### Aim of the task
Every line of the material below, from the top through the line with "The user, and", should be reproduced exactly.

### Supplied entries

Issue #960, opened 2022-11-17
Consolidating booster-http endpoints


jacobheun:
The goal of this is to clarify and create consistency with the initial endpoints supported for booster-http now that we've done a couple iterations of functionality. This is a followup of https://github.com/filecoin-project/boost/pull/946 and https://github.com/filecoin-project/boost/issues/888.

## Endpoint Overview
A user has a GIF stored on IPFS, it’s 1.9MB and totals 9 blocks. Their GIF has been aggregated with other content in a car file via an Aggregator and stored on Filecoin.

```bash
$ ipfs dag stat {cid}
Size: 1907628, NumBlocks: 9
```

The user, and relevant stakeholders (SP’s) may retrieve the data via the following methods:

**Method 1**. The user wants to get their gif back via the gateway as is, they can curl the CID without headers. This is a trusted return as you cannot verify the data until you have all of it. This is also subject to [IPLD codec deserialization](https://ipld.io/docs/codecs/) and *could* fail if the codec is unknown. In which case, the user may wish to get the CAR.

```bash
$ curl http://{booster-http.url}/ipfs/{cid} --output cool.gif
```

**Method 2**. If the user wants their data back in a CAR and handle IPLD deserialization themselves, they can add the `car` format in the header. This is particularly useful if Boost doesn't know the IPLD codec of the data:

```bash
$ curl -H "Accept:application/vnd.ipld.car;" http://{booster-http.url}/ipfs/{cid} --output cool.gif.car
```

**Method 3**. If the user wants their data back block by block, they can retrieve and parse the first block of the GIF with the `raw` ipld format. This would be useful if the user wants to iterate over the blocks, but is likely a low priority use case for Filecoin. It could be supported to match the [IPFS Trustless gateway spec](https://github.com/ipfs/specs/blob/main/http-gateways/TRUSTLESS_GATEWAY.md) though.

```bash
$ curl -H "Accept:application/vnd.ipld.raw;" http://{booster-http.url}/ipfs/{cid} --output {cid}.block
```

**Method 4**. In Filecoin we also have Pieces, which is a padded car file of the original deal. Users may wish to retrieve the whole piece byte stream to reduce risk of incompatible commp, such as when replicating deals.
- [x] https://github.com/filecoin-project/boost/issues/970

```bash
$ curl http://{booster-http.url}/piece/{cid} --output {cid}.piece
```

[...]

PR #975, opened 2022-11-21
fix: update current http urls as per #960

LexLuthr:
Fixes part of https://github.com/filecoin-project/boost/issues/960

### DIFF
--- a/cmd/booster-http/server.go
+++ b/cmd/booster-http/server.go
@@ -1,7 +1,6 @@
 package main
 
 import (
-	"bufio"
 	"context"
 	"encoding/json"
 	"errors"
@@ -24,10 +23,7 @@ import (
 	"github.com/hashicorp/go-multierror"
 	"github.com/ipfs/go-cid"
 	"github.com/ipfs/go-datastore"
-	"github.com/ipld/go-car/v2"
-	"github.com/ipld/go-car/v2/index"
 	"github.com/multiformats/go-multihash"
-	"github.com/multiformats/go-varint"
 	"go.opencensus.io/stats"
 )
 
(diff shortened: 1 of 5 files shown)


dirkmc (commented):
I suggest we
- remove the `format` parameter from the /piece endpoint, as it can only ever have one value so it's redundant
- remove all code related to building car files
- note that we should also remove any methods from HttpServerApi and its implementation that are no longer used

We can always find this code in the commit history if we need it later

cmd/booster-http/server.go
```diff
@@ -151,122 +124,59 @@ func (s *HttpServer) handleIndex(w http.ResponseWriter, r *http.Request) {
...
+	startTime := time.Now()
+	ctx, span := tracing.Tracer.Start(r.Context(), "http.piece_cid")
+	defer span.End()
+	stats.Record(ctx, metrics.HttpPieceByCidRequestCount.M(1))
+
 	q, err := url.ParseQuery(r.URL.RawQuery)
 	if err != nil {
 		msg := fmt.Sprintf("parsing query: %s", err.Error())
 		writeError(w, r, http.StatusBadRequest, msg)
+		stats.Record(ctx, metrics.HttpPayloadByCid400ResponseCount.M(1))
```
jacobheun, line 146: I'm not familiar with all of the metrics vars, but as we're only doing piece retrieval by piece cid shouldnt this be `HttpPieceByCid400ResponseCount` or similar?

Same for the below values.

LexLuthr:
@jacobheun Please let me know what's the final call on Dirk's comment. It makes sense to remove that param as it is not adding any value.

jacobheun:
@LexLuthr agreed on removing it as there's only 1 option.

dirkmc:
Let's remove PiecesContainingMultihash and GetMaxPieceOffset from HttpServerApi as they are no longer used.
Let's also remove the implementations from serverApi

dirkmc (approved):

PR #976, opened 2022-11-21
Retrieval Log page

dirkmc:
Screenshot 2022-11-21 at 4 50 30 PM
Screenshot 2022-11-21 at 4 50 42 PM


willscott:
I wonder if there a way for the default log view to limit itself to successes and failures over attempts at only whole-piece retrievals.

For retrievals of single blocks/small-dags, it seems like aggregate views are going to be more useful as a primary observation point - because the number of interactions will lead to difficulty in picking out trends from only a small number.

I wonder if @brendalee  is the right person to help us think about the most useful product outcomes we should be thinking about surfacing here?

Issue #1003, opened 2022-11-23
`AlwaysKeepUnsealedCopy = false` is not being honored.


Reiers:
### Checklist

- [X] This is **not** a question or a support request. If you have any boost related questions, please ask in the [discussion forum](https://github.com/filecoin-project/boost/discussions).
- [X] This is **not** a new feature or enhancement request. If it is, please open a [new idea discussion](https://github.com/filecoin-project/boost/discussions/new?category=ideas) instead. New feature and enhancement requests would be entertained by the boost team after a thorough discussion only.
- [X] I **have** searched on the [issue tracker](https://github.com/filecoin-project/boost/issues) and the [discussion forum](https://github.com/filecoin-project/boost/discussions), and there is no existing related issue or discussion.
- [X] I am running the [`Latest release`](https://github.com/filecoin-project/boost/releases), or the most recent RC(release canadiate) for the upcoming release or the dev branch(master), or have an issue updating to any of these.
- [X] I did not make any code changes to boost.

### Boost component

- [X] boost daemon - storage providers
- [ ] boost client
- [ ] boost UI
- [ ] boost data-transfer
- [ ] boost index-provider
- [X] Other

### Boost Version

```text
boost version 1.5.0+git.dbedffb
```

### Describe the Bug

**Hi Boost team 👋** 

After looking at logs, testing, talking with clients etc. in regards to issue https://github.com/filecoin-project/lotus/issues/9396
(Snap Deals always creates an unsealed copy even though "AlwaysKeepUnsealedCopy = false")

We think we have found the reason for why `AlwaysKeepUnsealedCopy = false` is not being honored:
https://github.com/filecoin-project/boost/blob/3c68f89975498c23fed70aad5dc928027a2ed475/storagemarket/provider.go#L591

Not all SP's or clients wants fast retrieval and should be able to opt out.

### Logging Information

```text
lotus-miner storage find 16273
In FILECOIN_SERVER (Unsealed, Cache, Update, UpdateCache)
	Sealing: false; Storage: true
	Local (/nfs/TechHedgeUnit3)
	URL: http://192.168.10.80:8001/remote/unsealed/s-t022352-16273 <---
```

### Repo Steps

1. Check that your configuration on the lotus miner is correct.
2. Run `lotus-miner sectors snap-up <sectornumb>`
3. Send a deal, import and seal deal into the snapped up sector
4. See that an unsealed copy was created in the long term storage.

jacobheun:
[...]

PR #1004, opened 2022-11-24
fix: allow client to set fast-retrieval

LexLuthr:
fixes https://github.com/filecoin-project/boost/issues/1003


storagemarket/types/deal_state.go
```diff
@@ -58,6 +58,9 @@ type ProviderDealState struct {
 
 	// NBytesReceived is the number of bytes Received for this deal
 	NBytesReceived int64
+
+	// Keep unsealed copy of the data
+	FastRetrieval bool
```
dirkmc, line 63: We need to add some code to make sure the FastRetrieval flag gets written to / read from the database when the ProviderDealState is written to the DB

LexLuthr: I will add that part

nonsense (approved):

### Task solution
Issue #960, opened 2022-11-17
Consolidating booster-http endpoints


jacobheun:
The goal of this is to clarify and create consistency with the initial endpoints supported for booster-http now that we've done a couple iterations of functionality. This is a followup of https://github.com/filecoin-project/boost/pull/946 and https://github.com/filecoin-project/boost/issues/888.

## Endpoint Overview
A user has a GIF stored on IPFS, it’s 1.9MB and totals 9 blocks. Their GIF has been aggregated with other content in a car file via an Aggregator and stored on Filecoin.

```bash
$ ipfs dag stat {cid}
Size: 1907628, NumBlocks: 9
```

The user, and relevant stakeholders (SP’s) may retrieve the data via the following methods:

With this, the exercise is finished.